◆ **Exercise requirements**:
Take the records below and retype them line by line, from the first line through the one containing "3. Cancel the download mid-progress."; stop there.

◆ **Saved entries**:
[Start of section]

PR #1284, opened 2026-05-16
fix: clean up partial HF download shards on cancel

### LINKED ISSUE #1260: Cancelled HF downloads don't clean up `._____temp/` partial shards
**Describe the bug**
Cancelling a download of `mlx-community/Qwen3.6-35B-A3B-4bit` from the admin dashboard left the model directory with `._____temp/model-0000{1,2,3,4}-of-00004.safetensors` partial shards. Nothing in the UI offered to clean them up. With repeat cancellations this adds up and can fill the disk.

**To Reproduce**
1. Open the admin dashboard model picker.
2. Start downloading any multi-shard HF model (e.g. mlx-community/Qwen3.6-35B-A3B-4bit).
3. Cancel the download mid-progress.
4. Look at `<model_dir>/<owner>/<repo>/`. A `._____temp/` directory with partial model-*.safetensors shards remains. No UI action removes it. Workaround: `rm -rf ~/.omlx/models/mlx-community/Qwen3.6-35B-A3B-4bit`.

**Expected behavior**
Either (a) cancel automatically discards partial shards, or (b) the UI offers an explicit "Cancel and delete" option. Right now neither exists and partials accumulate until manually removed.

**Screenshots**
N/A

 - macOS Version: 15.4.1
 - oMLX Version v0.3.9.dev2

**Additional context**
`omlx/admin/hf_downloader.py` defines `_cleanup_partial`  which appears to do exactly this, but it is not called from `cancel_download` or the `CancelledError` handler in `_run_download`.
https://github.com/jundot/omlx/blob/51907f08074742defec4375fb629e289801a8a9f/omlx/admin/hf_downloader.py#L841

Is preserve-for-resume the intentional design, with a separate discard path just never built? Happy to PR a discard_files flag on cancel, or a "Cancel and delete" UI option, if welcome.

mvanhorn:
## Summary

When an HF model download is interrupted partway, the partial shard file is left on disk. The next download attempt sees the file with the right name and treats it as complete, leading to silent corruption on load. Catch the interrupt / exception path, delete the in-progress shard, and re-raise.

## Why this matters

This is the exact reproducer in #1260: Ctrl-C a download, retry, get a corrupt model. Users only find out at inference time when MLX errors on weight shapes. Cleanup-on-cancel is the standard fix and matches how `huggingface_hub` itself handles partial files.

## Changes

- `omlx/admin/hf_downloader.py` - wrap the shard download in a try/except, delete the partial file on `BaseException` (covers KeyboardInterrupt), then re-raise.
- `tests/test_hf_downloader.py` - add test cases that simulate interrupt during download and confirm partials are cleaned up; verify resumed download produces a valid file.

## Testing

New unit tests pass locally. Existing downloader tests still pass.

Fixes #1260

### DIFF
--- a/omlx/admin/hf_downloader.py
+++ b/omlx/admin/hf_downloader.py
@@ -527,10 +527,10 @@ class HFDownloader:
     async def retry_download(
         self, task_id: str, hf_token: str = ""
     ) -> DownloadTask:
-        """Retry a failed or cancelled download, resuming from existing files.
+        """Retry a failed or cancelled download.
 
-        Since partial files are preserved on disk, snapshot_download will
-        automatically skip already-completed files.
+        If partial files remain on disk after a failed download,
+        snapshot_download will automatically skip already-completed files.
 
         Args:
             task_id: The task ID of the failed/cancelled download.
@@ -558,7 +558,7 @@ class HFDownloader:
         del self._tasks[task_id]
         self._cancelled.discard(task_id)
 
-        # Start fresh download (snapshot_download resumes from existing files)
+        # Start fresh download (snapshot_download resumes any existing files)
         new_task = await self.start_download(repo_id, hf_token)
         new_task.retry_count = old_retry_count + 1
         return new_task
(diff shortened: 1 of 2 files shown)


jundot:
Thanks for the patch — root cause is right (the missing `_cleanup_partial` call) and the test path correction is a real catch. Merging this.

One small follow-up I'll land in the next release: scope the cleanup to `<target_dir>/._____temp/` instead of rmtree on the whole target_dir. Hub keeps in-progress shards in that hidden directory and finalized shards land outside, so narrowing the delete still plugs the disk leak from #1260, and finalized shards stay visible for the user to keep (auto-resume on retry) or remove themselves. The hidden ones are the ones users can't see and need us to clean up.

mvanhorn:
Really appreciate the merge @jundot - cleaning up the partial shard on cancel kills a silent-corruption foot-gun that bites on Ctrl-C retries.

[End of section]

◆ **Answer space**:
PR #1284, opened 2026-05-16
fix: clean up partial HF download shards on cancel

### LINKED ISSUE #1260: Cancelled HF downloads don't clean up `._____temp/` partial shards
**Describe the bug**
Cancelling a download of `mlx-community/Qwen3.6-35B-A3B-4bit` from the admin dashboard left the model directory with `._____temp/model-0000{1,2,3,4}-of-00004.safetensors` partial shards. Nothing in the UI offered to clean them up. With repeat cancellations this adds up and can fill the disk.

**To Reproduce**
1. Open the admin dashboard model picker.
2. Start downloading any multi-shard HF model (e.g. mlx-community/Qwen3.6-35B-A3B-4bit).
3. Cancel the download mid-progress.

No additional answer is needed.